**Assigned task:**
The answer must be every line of the records below that holds the word "include".

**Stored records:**
==*==
PR #5988, opened 2022-10-16
Fixed issue where soundfonts are not found in the files directory

### LINKED ISSUE #5986: Music is not working on ubuntu
### Preliminary checks

### Platform

Linux

### Describe the bug

The issue is created based on a feedback from a user.

No music during application run. Please note that sound effects are OK.
This has started since: 0.9.18

OS: Ubuntu 20.04.3 LTS
fheroes2 engine, version: 0.9.18 - 0.9.20

$ ./fheroes2
fheroes2 engine, version: 0.9.20
15.10.2022 09:41:06: [ERROR] createMusic:  Failed to create a music track from memory. The error: No SoundFonts have been requested
15.10.2022 09:41:18: [ERROR] createMusic:  Failed to create a music track from memory. The error: No SoundFonts have been requested
15.10.2022 09:41:19: [ERROR] createMusic:  Failed to create a music track from memory. The error: No SoundFonts have been requested

The issue is actual for both MIDI and External music setting.

Version 0.9.17 is the last one where I dont get this problem.
No music at all but in game SFX work OK.

### Save file

None.

### Additional info

_No response_

felix642:
closes #5986

If for some reason someone deleted the files/soundfont directory (or does not have it). The music will fail to play because the SDL_Mixer won't be able to find any sound fonts. 

The SDL_Mixer libs seem to be using default paths that we don't want to overwrite when no sound fonts have been found. 

This PR adds a condition before calling the Mix_SetSoundFonts function to make sure that we don't overwrite the paths with an empty string.

### DIFF
--- a/src/fheroes2/audio/audio_manager.cpp
+++ b/src/fheroes2/audio/audio_manager.cpp
@@ -772,7 +772,11 @@ namespace AudioManager
             // Set the volume for all channels to 0. This is required to avoid random volume spikes at the beginning of the game.
             Mixer::setVolume( -1, 0 );
 
-            Music::SetMidiSoundFonts( midiSoundFonts );
+            // Some platforms (e.g. Linux) may have their own predefined soundfonts, don't overwrite them if we don't have our own
+            if ( !midiSoundFonts.empty() ) {
+                Music::SetMidiSoundFonts( midiSoundFonts );
+            }
+
             Music::setVolume( 100 * Settings::Get().MusicVolume() / 10 );
             Music::SetFadeInMs( 900 );
         }


felix642:
@oleg-derevenetz I would appreciate if you could review this PR.

oleg-derevenetz:
Hi @felix642 the current behavior was made for a reason - to allow the use of system-specific fallback mechanisms if needed. For example, currently there is an opportunity to turn off the usage of soundfonts on Windows and fallback to the native Windows MIDI by passing the empty list to the `Music::SetMidiSoundFonts()`. With this PR, there will be no such opportunity anymore - you will not be able to turn the Fluindsynth backend off and switch to the native Windows MIDI backend once you called the `Music::SetMidiSoundFonts()` at least once with some set of soundfonts. SDL_mixer implementation has its own [fallback mechanisms](https://github.com/ihhub/fheroes2/issues/5986#issuecomment-1279944333) that should be used when the user-provided list of soundfonts is empty.

src/engine/audio.cpp
```diff
@@ -1097,7 +1097,12 @@ void Music::SetMidiSoundFonts( const ListFiles & files )
...
 
-    if ( Mix_SetSoundFonts( System::FileNameToUTF8( filePaths ).c_str() ) == 0 ) {
-        ERROR_LOG( "Failed to set MIDI SoundFonts using paths " << filePaths << ". The error: " << Mix_GetError() )
+    if ( !filePaths.empty() ) {
+        if ( Mix_SetSoundFonts( System::FileNameToUTF8( filePaths ).c_str() ) == 0 ) {
+            ERROR_LOG( "Failed to set MIDI SoundFonts using paths " << filePaths << ". The error: " << Mix_GetError() )
+        }
+    }
+    else {
+        ERROR_LOG( "No MIDI SoundFonts found in the files directory." );
```
oleg-derevenetz, line 1106: Hi @felix642 Let's not make these changes here, because the engine is relatively low-level layer, it should not be aware about the game directory layout (especially about the `files` directory). I suggest to move this check to the `AudioManager::AudioInitializer::AudioInitializer()` (just skip the `Music::SetMidiSoundFonts()` call if the `midiSoundFonts` parameter is empty) and do not print the error in this case, because for most systems (I'd say - for all except Windows) custom soundfonts are not used at all and are not shipped with the game distribution, so this error message will be completely bogus for all these systems.

felix642:
> Hi @felix642 the current behavior was made for a reason - to allow the use of system-specific fallback mechanisms if needed. For example, currently there is an opportunity to turn off the usage of soundfonts on Windows and fallback to the native Windows MIDI "on the fly" by passing the empty list to the `Music::SetMidiSoundFonts()`. With this PR, there will be no such opportunity anymore - you will not be able to turn the Fluindsynth backend off and switch to the native Windows MIDI backend once you called the `Music::SetMidiSoundFonts()` at least once with some set of soundfonts. SDL_mixer implementation has its own [fallback mechanisms](https://github.com/ihhub/fheroes2/issues/5986#issuecomment-1279944333) that should be used when the user-provided list of soundfonts is empty.
> 
> P.S. However we can use the `SDL_NATIVE_MUSIC` SDL hint instead if necessary.

@oleg-derevenetz what do you think we should do to fix that issue then? 
I see that SDL tries to read an environment variable if the soundfont_paths is empty..

Maybe we could export in the env variable for the current sound fonts' paths before overwriting them so that it can at least fallback on those ? 

```
void Music::SetMidiSoundFonts( const ListFiles & files )

...

SDL_setenv("SDL_SOUNDFONTS", Mix_GetSoundFonts(), false);

if ( Mix_SetSoundFonts( System::FileNameToUTF8( filePaths ).c_str() ) == 0 ) {
    ERROR_LOG( "Failed to set MIDI SoundFonts using paths " << filePaths << ". The error: " << Mix_GetError() )
}
```

oleg-derevenetz:
@felix642

> what do you think we should do to fix that issue then?

For now, I suggest to leave the `Music::SetMidiSoundFonts()` as is, move this check to the more high-level [`AudioManager::AudioInitializer::AudioInitializer()`](https://github.com/oleg-derevenetz/fheroes2/blob/5f7d19f785d765d046dd0252f79caeeaf0b9f438/src/fheroes2/audio/audio_manager.cpp#L769) (just don't call the Music::SetMidiSoundFonts() if the midiSoundFonts parameter is empty) and not print the error message if there are no soundfonts, because they shipped only for Windows, all other platforms (Linux, OSX, Nintendo Switch, PS Vita, Android in the future) are using their own MIDI backends. Windows is the only platform with ugly native MIDI backend with numerous issues, that's why we are using Fluidsynth backend with custom soundfonts on it. All other native backends are fine.

felix642:
> @felix642
> 
> > what do you think we should do to fix that issue then?
> 
> For now, I suggest to leave the `Music::SetMidiSoundFonts()` as is, move this check to the more high-level [`AudioManager::AudioInitializer::AudioInitializer()`](https://github.com/oleg-derevenetz/fheroes2/blob/5f7d19f785d765d046dd0252f79caeeaf0b9f438/src/fheroes2/audio/audio_manager.cpp#L769) (just don't call the `Music::SetMidiSoundFonts()` if the `midiSoundFonts` parameter is empty) and not print the error message if there are no soundfonts, because they shipped only for Windows, all other platforms (Linux, OSX, Nintendo Switch, PS Vita) are using their own MIDI backends which doesn't require any custom soundfonts. Windows is the only platform with ugly native MIDI backend with numerous issues, that's why we are using Fluidsynth backend with custom soundfonts on it. Native MIDI backends on all other supported platforms are fine, there is no need to scare users by error that makes no sense (and even on Windows there will be no issue if there are no soundfonts - the app will use that ugly native MIDI backend, that's all).

@oleg-derevenetz, I have updated my PR and implemented the proposed changes.

Do you think we should add an assert to the setMidiSoundFonts function to make sure that the fileList is not empty?

oleg-derevenetz:
Hi @felix642

> Do you think we should add an assert to the setMidiSoundFonts function to make sure that the fileList is not empty?

Let's leave it as is. The thing is, this function is low-level and therefore it should just obey the orders, and we still can (in theory) implement the setting in the game UI to switch between FluidSynth and the system MIDI synthesizer, so empty list of soundfonts may be legitimate.

oleg-derevenetz (approved):
Hi @felix642 I just paraphrased the comment a bit to better describe why exactly we are doing this. LGTM.

felix642:
> Hi @felix642 I just paraphrased the comment a bit to better describe why exactly we are doing this. LGTM.

Thank you :)

I have also rebased my branch since most of the commits were not relevant to each other.

ihhub:
@felix642 and @oleg-derevenetz , a bunch if thanks for fixing this issue!

PR #5990, opened 2022-10-16
Fixed issue with kingdom overview scrollbar not remembering position

### LINKED ISSUE #1497: Hero, combat, necromancy skill, practicing the dark arts of necromancy, wrong window displayed
In fheroes2, the wrong window is displayed for practicing the dark arts of necromancy.

In original game:

Minimum 1 skeleton 01

Minimum 1 skeleton 02

In fheroes2:

Wrong window combat skeleton raised 01

Wrong window combat skeleton raised 02

### LINKED ISSUE #4197: Kingdom Overview screen, Heroes Overview and Towns/Castles Overview screens, position of lists in Heroes Overview and Towns/Castles Overview screens are not completely memorized
### Preliminary checks

### Platform

Windows

### Describe the bug

In fheroes2, position of lists in Heroes Overview and Towns/Castles Overview screens are not completely memorized.

In fheroes2:

https://user-images.githubusercontent.com/43583994/132983911-8f80a5bb-a60d-4da9-ab1f-e10b5b294956.mp4

### Save file

Here is the save file (0.9.7 4180):
[Kingdom overview positions 01.zip](https://github.com/ihhub/fheroes2/files/7149411/Kingdom.overview.positions.01.zip)

### Additional info

Related Pull Request merged: Remember UI position in Kingdom Overview dialog #4035

felix642:
closes #4197

To preserve compatibility with the old save files. I have decided to store both scroll bars position in the same variable (_topItemInKingdomView). 16 first bits are used for the castle index and 16 last bits are used for the hero index.

This means that we can have a maximum of 32 000 heroes before something start to break which looks safe to me.


oleg-derevenetz:
Hi @felix642 there is apparently wrong issue linked to this PR.

felix642:
> Hi @felix642 there is apparently a wrong issue linked to this PR.

You are right! I have update the description.

oleg-derevenetz:
> To preserve compatibility with the old save files. I have decided to store both scroll bars position in the same variable (_topItemInKingdomView). 16 first bits are used for the castle index and 16 last bits are used for the hero index.

Although this approach is undoubtedly a working one, it looks unnecessary quirky IMHO. Initially, a similar approach was used when storing adventure map data, but we are now gradually moving away from it by using separate variables for each kind of data instead of packing many different fields into the one variable and using bitmasks to load and store these fields. So I suggest to consider another approach: use different variables and make the backwards-compatible changes to the savefile structure in a usual way (bump the savefile version and use temporary code to handle the previous savefile versions).

felix642:
HI @oleg-derevenetz, I have updated the implementation and both values are stored in different variables now.

I'm not super familiar with the versioning system of saving files, so I would appreciate it if you could double-check to make sure that I correctly implemented everything. I ran some tests and everything seems to be working smoothly but I just want to make sure.

src/fheroes2/kingdom/kingdom.cpp
```diff
@@ -966,14 +967,27 @@ cost_t Kingdom::_getKingdomStartingResources( const int difficulty ) const
 
 StreamBase & operator<<( StreamBase & msg, const Kingdom & kingdom )
 {
-    return msg << kingdom.modes << kingdom.color << kingdom.resource << kingdom.lost_town_days << kingdom.castles << kingdom.heroes << kingdom.recruits
-               << kingdom.visit_object << kingdom.puzzle_maps << kingdom.visited_tents_colors << kingdom._lastBattleWinHeroID << kingdom._topItemInKingdomView;
+    msg << kingdom.modes << kingdom.color << kingdom.resource << kingdom.lost_town_days << kingdom.castles << kingdom.heroes << kingdom.recruits << kingdom.visit_object
+        << kingdom.puzzle_maps << kingdom.visited_tents_colors << kingdom._lastBattleWinHeroID << kingdom._topCastleInKingdomView;
+
+    if ( Game::GetLoadVersion() >= FORMAT_VERSION_0921_RELEASE ) {
```
oleg-derevenetz, line 973: This check is not needed here, just write the new field to the stream as usual, because we always create the save file of the latest possible version.

src/fheroes2/kingdom/kingdom.cpp
```diff
@@ -966,14 +967,27 @@ cost_t Kingdom::_getKingdomStartingResources( const int difficulty ) const
...
+    return msg;
 }
 
 StreamBase & operator>>( StreamBase & msg, Kingdom & kingdom )
 {
     msg >> kingdom.modes >> kingdom.color >> kingdom.resource >> kingdom.lost_town_days >> kingdom.castles >> kingdom.heroes >> kingdom.recruits >> kingdom.visit_object
-        >> kingdom.puzzle_maps >> kingdom.visited_tents_colors >> kingdom._lastBattleWinHeroID >> kingdom._topItemInKingdomView;
+        >> kingdom.puzzle_maps >> kingdom.visited_tents_colors >> kingdom._lastBattleWinHeroID >> kingdom._topCastleInKingdomView;
+
+    if ( Game::GetLoadVersion() >= FORMAT_VERSION_0921_RELEASE ) {
```
oleg-derevenetz, line 985: It would be good to add the `static_assert()` before this line:

```cpp
static_assert( LAST_SUPPORTED_FORMAT_VERSION < FORMAT_VERSION_0921_RELEASE, "Remove the check below." );
```

This will automatically break the build when the `LAST_SUPPORTED_FORMAT_VERSION` become equal to `FORMAT_VERSION_0921_RELEASE` and we will not forget to remove this check, that will become obsolete.

src/fheroes2/kingdom/kingdom.cpp
```diff
@@ -966,14 +967,27 @@ cost_t Kingdom::_getKingdomStartingResources( const int difficulty ) const
...
+        msg >> kingdom._topHeroInKingdomView;
+    }
+    else {
+        kingdom._topHeroInKingdomView = kingdom._topCastleInKingdomView;
```
oleg-derevenetz, line 989: Are you sure they should be the same if there is no `_topHeroInKingdomView` in the savefile? Maybe set it to -1 by default?

src/fheroes2/system/save_format_version.h
```diff
@@ -29,6 +29,7 @@ enum SaveFileFormat : uint16_t
     // If you're removing an old version you must assign the oldest available to LAST_SUPPORTED_FORMAT_VERSION located at the bottom.
 
     // 10000 value must be used for 1.0 release so all version before it should have lower than this value.
+    FORMAT_VERSION_0921_RELEASE = 9950,
```
oleg-derevenetz, line 32: Please set the `CURRENT_FORMAT_VERSION` below to the `FORMAT_VERSION_0921_RELEASE`. The idea is that we always create save files of the latest possible version, but we have special fallbacks if we are trying to load an older save file.

oleg-derevenetz (changes requested):
Hi @felix642 I just left a few comments, please take a look when you have time.

src/fheroes2/kingdom/kingdom.cpp
felix642: You are right! Thank you.

src/fheroes2/kingdom/kingdom.cpp
felix642: Done, thank you.

src/fheroes2/kingdom/kingdom.cpp
felix642: The default constructor already sets the value to -1. So I have simply removed this branch.

src/fheroes2/kingdom/kingdom_overview.cpp
```diff
@@ -760,20 +759,23 @@ void Kingdom::openOverviewDialog()
...
-        if ( le.MouseClickLeft( buttonExit.area() ) || Game::HotKeyCloseWindow() )
+        if ( le.MouseClickLeft( buttonExit.area() ) || Game::HotKeyCloseWindow() ) {
             break;
+        }
 
         // switch view: heroes/castle
         if ( buttonHeroes.isReleased() && le.MouseClickLeft( buttonHeroes.area() ) ) {
             buttonHeroes.drawOnPress();
             buttonCastle.drawOnRelease();
+            _topHeroInKingdomView = listStats->getTopId();
```
oleg-derevenetz, line 770: Why we are remembering the top hero before switching to the hero screen (while in fact we are currently on the castle screen)?

src/fheroes2/kingdom/kingdom_overview.cpp
```diff
@@ -760,20 +759,23 @@ void Kingdom::openOverviewDialog()
...
             listStats = &listHeroes;
             ResetModes( KINGDOM_OVERVIEW_CASTLE_SELECTION );
             redraw = true;
         }
         else if ( buttonCastle.isReleased() && le.MouseClickLeft( buttonCastle.area() ) ) {
             buttonCastle.drawOnPress();
             buttonHeroes.drawOnRelease();
+            _topCastleInKingdomView = listStats->getTopId();
```
oleg-derevenetz, line 778: Why we are remembering the top castle before switching to the castle screen (while in fact we are currently on the hero screen)? Shouldn't it be vice-versa?

oleg-derevenetz (commented):
Hi @felix642 I just left two questions (in fact one :), please take a look when possible.

src/fheroes2/kingdom/kingdom_overview.cpp
felix642: See previous comment.

oleg-derevenetz (approved):

ihhub (approved):

ihhub:
Hi @Branikolog , can you please verify this pull request?

Branikolog (approved):
Everything works fine!

src/fheroes2/kingdom/kingdom.cpp
```diff
@@ -967,13 +968,19 @@ cost_t Kingdom::_getKingdomStartingResources( const int difficulty ) const
...
 StreamBase & operator>>( StreamBase & msg, Kingdom & kingdom )
 {
     msg >> kingdom.modes >> kingdom.color >> kingdom.resource >> kingdom.lost_town_days >> kingdom.castles >> kingdom.heroes >> kingdom.recruits >> kingdom.visit_object
-        >> kingdom.puzzle_maps >> kingdom.visited_tents_colors >> kingdom._lastBattleWinHeroID >> kingdom._topItemInKingdomView;
+        >> kingdom.puzzle_maps >> kingdom.visited_tents_colors >> kingdom._lastBattleWinHeroID >> kingdom._topCastleInKingdomView;
+
+    static_assert( LAST_SUPPORTED_FORMAT_VERSION < FORMAT_VERSION_0921_RELEASE, "Remove the check below." );
+    if ( Game::GetLoadVersion() >= FORMAT_VERSION_0921_RELEASE ) {
+        msg >> kingdom._topHeroInKingdomView;
+    }
```
ihhub, line 983: Hi @felix642 , I forgot to check this but for else condition we need to reset the newly added variable to `-1`. Could you please add this?

ihhub:
@felix642 , a bunch of thanks for fixing this problem!

PR #5993, opened 2022-10-19
Use _n() instead of Translation::ngettext()

oleg-derevenetz:
I have no idea why I used `Translation::ngettext()` here while there is a much shorter widely used alternative.


ihhub:

PR #6235, opened 2022-11-20
Fix multiple issues with auxiliary functions from the engine

oleg-derevenetz:
While I'm here:

1. `System::MakeDirectory()` returned 1 (`true`) on Windows, but 0 (`false`) on other systems upon successful directory creation;
2. `System::Unlink()` returned 0 upon successful file/directory removal, which was counterintuitive;
3. Renamed `ConcatePath()` to `concatPath()` (I've been dreaming of doing this for a long time);
4. Fixed an issue that caused `fheroes2.log` not to be created when the game was started for the first time;
5. `System::GetConfigDirectory()`, `System::GetDataDirectory()`: use the current directory as a fallback instead of an empty string. The previous behavior leads to attempts to create a log file, config file, etc. in the root directory, which is hopeless.
6. `GetDirname()` was not quite POSIX-compliant:

| Argument | Old `GetDirname()` | POSIX `dirname()` / new `GetDirname()` |
| - | - | - |
| (empty) | (empty) | `.` |
| `/usr/` | `./` | `/` |
| `/` | `./` | `/` |

7. `GetBasename()` was not quite POSIX-compliant:

| Argument | Old `GetBasename()` | POSIX `basename()` / new `GetBasename()` |
| - | - | - |
| (empty) | (empty) | `.` |
| `/usr/` | `/usr` | `usr` |

8. Removed command-line switches;
9. Fixed a bug on *NIX when game was unable to locate data files if it was started using the relative path (say, `game/fheroes2`). That's because previous version of `splitUnitPath()` was not able to handle the relative paths properly:

| Argument | Before | Now |
| - | - | - |
| `/foo/bar` | `foo`, `bar` | `foo`, `bar` |
| `foo/bar` | `bar` | `foo`, `bar` |

10. Various style nits.

### DIFF
--- a/src/engine/system.cpp
+++ b/src/engine/system.cpp
@@ -30,9 +30,21 @@
 #if defined( _WIN32 )
 #include <clocale>
 #include <map>
-#endif
 
-#include "system.h"
+#include <direct.h>
+#include <io.h>
+#define WIN32_LEAN_AND_MEAN
+#include <windows.h>
+#else
+#include <dirent.h>
+#include <unistd.h>
+
+#if defined( TARGET_PS_VITA )
+#include <psp2/io/stat.h>
+#else
+#include <sys/stat.h>
+#endif
+#endif
 
 #if defined( _WIN32 ) || defined( ANDROID )
 #include "logging.h"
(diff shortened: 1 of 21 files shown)


ihhub:
Hi @oleg-derevenetz ,
> While I'm here:

this is disturbing...

oleg-derevenetz:
@ihhub

> this is disturbing...

Only absolutely necessary changes! :)

src/engine/system.cpp
```diff
@@ -354,53 +372,19 @@ bool System::IsDirectory( const std::string & name, bool writable )
...
+    return _unlink( path.c_str() ) == 0;
 #else
-    return unlink( file.c_str() );
+    return unlink( path.c_str() ) == 0;
 #endif
 }
 
 #if !defined( _WIN32 ) && !defined( ANDROID )
 // TODO: Android filesystem is case-sensitive so it should use the code below.
 //       However, in Android an application has access only to a specific path on the system.
```
oleg-derevenetz, line 386: BTW, Android filesystem is in fact case-insensitive, at least in those places that are accessible by users (`/sdcard`) and where game data files are placed. We don't need to use the workarounds for this.

ihhub: I noticed that it's case-sensitive within an internal storage.

oleg-derevenetz: But we do not place any files here whose case we do not control. The only files placed to the internal storage are timidity files and `resurrection.h2d`.

ihhub: Android is... a unique OS...

ihhub:
@oleg-derevenetz , thanks a lot for cleaning up this mess!

PR #6238, opened 2022-11-21
Remove the heroes: allow to choose any primary skill in Arena option

oleg-derevenetz:
Related to #6161


ihhub:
==*==
**Result of the task:**
 #include <clocale>
 #include <map>
-#include "system.h"
+#include <direct.h>
+#include <io.h>
+#include <windows.h>
+#include <dirent.h>
+#include <unistd.h>
+#include <psp2/io/stat.h>
+#include <sys/stat.h>
 #include "logging.h"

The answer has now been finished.